Could you filter the records below and keep only the lines with the word "data"?

┄┄┄┄┄┄

PR #5142, opened 2021-09-29
feat(api-domains-national-registry-x-road): buseta check

arnorhs:
A feature for extracting a person's country of residency according to thjodskra - will be used to evaluate whether or not they have spent more than 185 days as a resident in the country for the driver's license application.

## Checklist:

### DIFF
--- a/libs/api/domains/national-registry-x-road/src/lib/nationalRegistryXRoad.resolver.ts
+++ b/libs/api/domains/national-registry-x-road/src/lib/nationalRegistryXRoad.resolver.ts
@@ -11,6 +11,7 @@ import { Audit } from '@island.is/nest/audit'
 
 import { NationalRegistryPerson } from '../models/nationalRegistryPerson.model'
 import { NationalRegistryXRoadService } from './nationalRegistryXRoad.service'
+import { NationalRegistryResidence } from '../models/nationalRegistryResidence.model'
 
 @UseGuards(IdsAuthGuard, IdsUserGuard, ScopesGuard)
 @Resolver(() => NationalRegistryPerson)
@@ -40,6 +41,18 @@ export class NationalRegistryXRoadResolver {
     @Parent() person: NationalRegistryPerson,
   ): Promise<NationalRegistryPerson[] | undefined> {
     return await this.nationalRegistryXRoadService.getChildrenCustodyInformation(
+      person.nationalId,
+      user.authorization,
+    )
+  }
+
+  @ResolveField('residenceHistory', () => [NationalRegistryResidence])
+  @Audit()
+  async resolveResidenceHistory(
+    @Context('req') { user }: { user: User },
+    @Parent() person: NationalRegistryPerson,
+  ): Promise<NationalRegistryResidence[] | undefined> {
+    return await this.nationalRegistryXRoadService.getNationalRegistryResidenceHistory(
       person.nationalId,
       user.authorization,
     )
--- a/libs/api/domains/national-registry-x-road/src/lib/nationalRegistryXRoad.service.ts
+++ b/libs/api/domains/national-registry-x-road/src/lib/nationalRegistryXRoad.service.ts
@@ -3,11 +3,14 @@ import { ApolloError } from 'apollo-server-express'
 import {
   Einstaklingsupplysingar,
   Fjolskylda,
+  Heimili,
 } from '@island.is/clients/national-registry-v2'
 import type { NationalRegistryXRoadConfig } from './nationalRegistryXRoad.module'
 import { NationalRegistryPerson } from '../models/nationalRegistryPerson.model'
 import type { Logger } from '@island.is/logging'
 import { LOGGER_PROVIDER } from '@island.is/logging'
+import { NationalRegistryResidence } from '../models/nationalRegistryResidence.model'
+import { NationalRegistryAddress } from '../models/nationalRegistryAddress.model'
 
 @Injectable()
 export class NationalRegistryXRoadService {
@@ -44,6 +47,36 @@ export class NationalRegistryXRoadService {
     } catch (error) {
       throw this.handleError(error)
     }
+  }
+
+  async getNationalRegistryResidenceHistory(
+    nationalId: string,
+    authToken: string,
+  ): Promise<NationalRegistryResidence[]> {
+    const historyList = await this.nationalRegistryFetch<Array<Heimili>>(
+      `/${nationalId}/buseta`,
+      authToken,
+    )
+
+    const history = historyList.map((heimili: Heimili) => {
+      if (!heimili.breytt) {
+        throw new Error('All history entries have a modified date')
+      }
+
+      const date = new Date((heimili.breytt as unknown) as string)
+
+      return {
+        address: {
+          city: heimili.stadur,
+          postalCode: heimili.postnumer,
+          streetName: heimili.heimilisfang,
+        } as NationalRegistryAddress,
+        country: heimili.landakodi,
+        dateOfChange: date,
+      } as NationalRegistryResidence
+    })
+
+    return history
   }
 
   async getNationalRegistryPerson(
--- a/libs/api/domains/national-registry-x-road/src/models/nationalRegistryResidence.model.ts
+++ b/libs/api/domains/national-registry-x-road/src/models/nationalRegistryResidence.model.ts
@@ -1,0 +1,14 @@
+import { Field, ObjectType, ID } from '@nestjs/graphql'
+import { NationalRegistryAddress } from './nationalRegistryAddress.model'
+
+@ObjectType()
+export class NationalRegistryResidence {
+  @Field(() => NationalRegistryAddress)
+  address!: NationalRegistryAddress
+
+  @Field()
+  country!: string
+
+  @Field(() => Date)
+  dateOfChange!: Date
+}
--- a/libs/api/domains/national-registry-x-road/src/models/nationalRegistryAddress.model.ts
+++ b/libs/api/domains/national-registry-x-road/src/models/nationalRegistryAddress.model.ts
@@ -5,7 +5,7 @@ export class NationalRegistryAddress {
   @Field(() => String)
   streetName?: string
 
-  @Field(() => String)
+  @Field(() => String, { nullable: true })
   postalCode?: string
 
   @Field(() => String)
--- a/libs/api/domains/national-registry-x-road/src/models/nationalRegistryPerson.model.ts
+++ b/libs/api/domains/national-registry-x-road/src/models/nationalRegistryPerson.model.ts
@@ -1,5 +1,6 @@
 import { Field, ObjectType, ID } from '@nestjs/graphql'
 import { NationalRegistryAddress } from './nationalRegistryAddress.model'
+import { NationalRegistryResidence } from './nationalRegistryResidence.model'
 
 @ObjectType()
 export class NationalRegistryPerson {
@@ -23,4 +24,7 @@ export class NationalRegistryPerson {
 
   @Field(() => NationalRegistryPerson, { nullable: true })
   otherParent?: NationalRegistryPerson
+
+  @Field(() => [NationalRegistryResidence], { nullable: true })
+  residenceHistory?: NationalRegistryResidence[]
 }


libs/api/domains/national-registry-x-road/src/lib/computeCountryResidence.spec.ts
```diff
@@ -0,0 +1,99 @@
+import { computeCountryResidence } from './computeCountryResidence'
+
+jest
+  .useFakeTimers('modern')
+  .setSystemTime(new Date('2021-09-18T00:00:00').getTime())
+
+const d = new Date().getTime()
+
+// helper to return a date object with subtracted days from "today"
+const makeDate = (addDays: number): Date => new Date(d + addDays * 86400 * 1000)
```
Rikkiabb, line 10: Nitpick, but would have the constants 86400 and 1000 as varibles for readability

Rikkiabb: I think you could also do it like this: 

```
const d = new Date().getDate()

const makeDate = (addDays: number): Date => new Date(d + addDays)
```

libs/api/domains/national-registry-x-road/src/lib/computeCountryResidence.ts
```diff
@@ -0,0 +1,56 @@
...
+
+  const currentDateTime = new Date()
+
+  const now = new Date(
+    currentDateTime.getFullYear(),
+    currentDateTime.getMonth(),
+    currentDateTime.getDate(),
+  ).getTime()
+
+  const yearFromNow = new Date(
```
Rikkiabb, line 36: This should be named last year, right?

libs/api/domains/national-registry-x-road/src/lib/computeCountryResidence.ts
```diff
@@ -0,0 +1,56 @@
...
+  let current = Number.MAX_SAFE_INTEGER
+  const timeByCountry: Record<string, number> = {}
+  while (current > yearFromNow && simplified[i]) {
+    const { time, country } = simplified[i]
+    current = Math.max(time, yearFromNow)
+    const period = Math.round((lastTime - current) / (86400 * 1000))
+    timeByCountry[country] = (timeByCountry[country] || 0) + period
+    lastTime = current
+    i++
+  }
```
Rikkiabb, line 53: Could this help instead of doing it manually:
https://date-fns.org/v2.24.0/docs/differenceInDays ? 

Is there any reason with working with milliseconds instead of days?

libs/api/domains/national-registry-x-road/src/models/nationalRegistryResidence.model.ts
```diff
@@ -0,0 +1,14 @@
...
+@ObjectType()
+export class NationalRegistryResidence {
+  @Field(() => NationalRegistryAddress)
+  address!: NationalRegistryAddress
+
+  @Field()
+  country!: string
+
+  @Field(() => Date, { nullable: true })
+  dateOfChange!: Date
```
Rikkiabb, line 13: Since this is nullable, shouldn't this be: 

```
 @Field(() => Date, { nullable: true })
   dateOfChange!: Date
```

libs/api/domains/national-registry-x-road/src/lib/nationalRegistryXRoad.service.ts
```diff
@@ -46,6 +51,40 @@ export class NationalRegistryXRoadService {
...
+          city: heimili.stadur,
+          postalCode: heimili.postnumer,
+          streetName: heimili.heimilisfang,
+        } as NationalRegistryAddress,
+        country: heimili.landakodi,
+        dateOfChange: date,
+      } as NationalRegistryResidence
+    })
+
+    computeCountryResidence(history)
```
Rikkiabb, line 80: This function returns the history, but you are not using the outcome from it, why is that?

libs/api/domains/national-registry-x-road/src/lib/nationalRegistryXRoad.service.ts
```diff
@@ -46,6 +51,40 @@ export class NationalRegistryXRoadService {
...
+      `/${nationalId}/buseta`,
+      authToken,
+    )
+
+    const history = historyList.map((heimili: Heimili) => {
+      // API says Date, but is string -- fallback in case that changes in the future
+      const date =
+        typeof heimili.breytt === 'string'
+          ? new Date(heimili.breytt)
+          : heimili.breytt
```
Rikkiabb, line 68: Won't this always be sent as a string, since the api stringifies the values before sending them? 

If so then the typeof check is not needed.

Rikkiabb (changes requested):
Some questions 😄

libs/api/domains/national-registry-x-road/src/lib/computeCountryResidence.spec.ts
arnorhs: I think that wouldn't work, but I might be misunderstanding :)

But I'll add constants, thanks

libs/api/domains/national-registry-x-road/src/lib/nationalRegistryXRoad.service.ts
arnorhs: I might be doing something wrong, but as far as I could tell, this is a bug or at the very least a very weird feature.

The type is registered as a Date according to the openapi => typescript client generator. however, the data is indeed a string, so, eg. calling anything such as .getTime() on it will always fail, even though the typescript checker does not complain.

I didn't dig deep enough to figure out whether the bug is in the generator, in the deserializer or what, but this is what I was observing

libs/api/domains/national-registry-x-road/src/lib/computeCountryResidence.ts
arnorhs: milliseconds is simple - re: date-fns i'm not sure you'd be gaining a whole lot, you'd still need to diff the time period etc.. however it might be simpler to reason about.

libs/api/domains/national-registry-x-road/src/lib/utils/computeCountryResidence.ts
```diff
@@ -0,0 +1,59 @@
...
+
+  const currentDateTime = new Date()
+
+  const now = new Date(
+    currentDateTime.getFullYear(),
+    currentDateTime.getMonth(),
+    currentDateTime.getDate(),
+  ).getTime()
+
+  const yearFromNow = new Date(
```
Rikkiabb, line 37: isn't this last year?

libs/api/domains/national-registry-x-road/src/lib/utils/computeCountryResidence.ts
```diff
@@ -0,0 +1,59 @@
...
+      return b - a
+    })
+
+  const currentDateTime = new Date()
+
+  const now = new Date(
+    currentDateTime.getFullYear(),
+    currentDateTime.getMonth(),
+    currentDateTime.getDate(),
+  ).getTime()
```
Rikkiabb, line 35: A general question I am wondering about, is there any reason why you don't use days instead of ms?

libs/api/domains/national-registry-x-road/src/lib/nationalRegistryXRoad.service.ts
```diff
@@ -46,6 +51,47 @@ export class NationalRegistryXRoadService {
...
+      } as NationalRegistryResidence
+    })
+
+    const daysPerCountry = computeCountryResidence(history)
+    const countryResidenceDays = daysPerCountry
+      ? Object.entries(daysPerCountry).map(([countryCode, days]) => ({
+          countryCode,
+          days,
+        }))
+      : null
```
Rikkiabb, line 86: What is happening here?

libs/api/domains/national-registry-x-road/src/lib/utils/computeCountryResidence.ts
```diff
@@ -0,0 +1,59 @@
...
+    currentDateTime.getFullYear() - 1,
+    currentDateTime.getMonth(),
+    currentDateTime.getDate(),
+  ).getTime()
+
+  let lastTime = now
+  let i = 0
+  let current = Number.MAX_SAFE_INTEGER
+
+  const timeByCountry: Record<string, number> = {}
```
Rikkiabb, line 47: Should this be `List<{country: string, time: number}>`

libs/api/domains/national-registry-x-road/src/lib/computeCountryResidence.ts
arnorhs: yes!

libs/api/domains/national-registry-x-road/src/lib/nationalRegistryXRoad.service.ts
arnorhs: number? if that would be the case, then we have bigger problems. in that case, as the code is written, the value of it would be a number when calling getTime() etc on it, which would result in an error/exception, and that would be discoverable.

however, if you put a number into the date constructor, you will get a date.. but since we don't really know what the format of that number would be (Date-compatible? unix timestamp w/o milliseconds? something else?) .. it would mean we'd just introduce a bug/wrong information, resulting in bad data that probably wouldn't be discovered until it is reported by a user

libs/api/domains/national-registry-x-road/src/models/nationalRegistryResidenceHistory.model.ts
```diff
@@ -0,0 +1,15 @@
...
+@ObjectType()
+export class NationalRegistryResidenceHistory {
+  @Field(() => ID)
+  nationalId!: string
+
+  @Field(() => [NationalRegistryResidence])
+  history!: NationalRegistryResidence[]
+
+  @Field(() => [NationalRegistryCountryResidenceDays], { nullable: true })
+  countryResidenceDays!: NationalRegistryCountryResidenceDays[] | null
```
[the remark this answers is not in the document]
arnorhs: yes, fixed

libs/api/domains/national-registry-x-road/src/lib/nationalRegistryXRoad.service.ts
arnorhs: the calculation functions returns a Record<string, number> and I don't really know how to express that as a type in graphql, so i'm converting it to more normal `NationalRegistryCountryResidenceDays` type.

this function converts it between those two formats

libs/api/domains/national-registry-x-road/src/lib/utils/computeCountryResidence.ts
arnorhs: well.. it's simpler to read/write/understand by using a map instead of an array/list... unless I'm misunderstanding something

libs/api/domains/national-registry-x-road/src/lib/utils/computeCountryResidence.ts
```diff
@@ -0,0 +1,59 @@
...
+import { DAY } from './constants'
+
+/**
+ * Compute a summary of how many days you've spent as a resident of each country in
+ * the last 365 days
+ *
+ * @param history list from national id registry of residences
+ * @returns map of country code to days spent in country in the last 365 days
+ */
+export const computeCountryResidence = (
```
darrikonn, line 11: This function feels overly complex for a shared library and will be hard for other devs to contribute and understand.

This could be simplified a lot with an implementation similar to this:
```typescript
const last354days = xxx

return history.reduce((acc, item) =? {
  const numberOfDaysLivedInCountry = Math.max(0, differenceInDays(last365days, item.dateOfChange))
  return {
    ...acc,
    [item.country]: numberOfDaysLivedInCountry + (acc[item.country] || 0)
  }
}, {})
```

darrikonn (changes requested):

libs/api/domains/national-registry-x-road/src/lib/utils/computeCountryResidence.spec.ts
```diff
@@ -0,0 +1,100 @@
+import { computeCountryResidence } from './computeCountryResidence'
```
darrikonn, line 1: Nice to see tests 🙏

libs/api/domains/national-registry-x-road/src/lib/utils/computeCountryResidence.ts
arnorhs: @darrikonn I agree, that reads a lot better. Nut sure it captures the nuance of each case.. 

i agree about the premise of this being probably too involved to live in this library, in many cases.. I could move it to someplace else

libs/api/domains/national-registry-x-road/src/lib/nationalRegistryXRoad.service.ts
Rikkiabb: I understand, then the `computeCountryResidence` function should return that type. Instead of that returning another type that always need to be transformed.

libs/api/domains/national-registry-x-road/src/lib/utils/computeCountryResidence.ts
Rikkiabb: I think @darrikonn answer catches everything and if it doesn't then your tests should catch it. I would try it out.

libs/api/domains/national-registry-x-road/src/models/nationalRegistryResidence.model.ts
```diff
@@ -0,0 +1,14 @@
...
+}
```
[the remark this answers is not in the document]
arnorhs: i don't want this field to be nullable

libs/api/domains/national-registry-x-road/src/lib/nationalRegistryXRoad.resolver.ts
```diff
@@ -44,4 +45,17 @@ export class NationalRegistryXRoadResolver {
       user.authorization,
     )
   }
+
+  @Query(() => NationalRegistryResidenceHistory, {
```
darrikonn, line 49: Would like to see this field as a field resolver. This means that we could query this field on the nationalRegistryPerson field:
```graphql
query {
  nationalRegistryPerson {
    id
    residence {
	  address {
	    postalCode
	  }
	  country
	  history {
	    address {
	      postalCode
	    }
	    country
	  }
    }
  }
}
```

where `history` of the residence field would be resolved in a field resolver. Leads to a better structured object.

arnorhs: great idea

libs/api/domains/national-registry-x-road/src/lib/nationalRegistryXRoad.resolver.ts
```diff
@@ -44,4 +45,16 @@ export class NationalRegistryXRoadResolver {
       user.authorization,
     )
   }
+
+  @ResolveField('history', () => [NationalRegistryResidence])
```
darrikonn, line 49: I believe you have a mismatch here... nestjs/graphql should flag this.
The field is called `residenceHistory`, not `history`

darrikonn (changes requested):

Rikkiabb (approved):
LGTM :shipit:

darrikonn (approved):
Nice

┄┄┄┄┄┄

▶ **Final answer**
The type is registered as a Date according to the openapi => typescript client generator. however, the data is indeed a string, so, eg. calling anything such as .getTime() on it will always fail, even though the typescript checker does not complain.
however, if you put a number into the date constructor, you will get a date.. but since we don't really know what the format of that number would be (Date-compatible? unix timestamp w/o milliseconds? something else?) .. it would mean we'd just introduce a bug/wrong information, resulting in bad data that probably wouldn't be discovered until it is reported by a user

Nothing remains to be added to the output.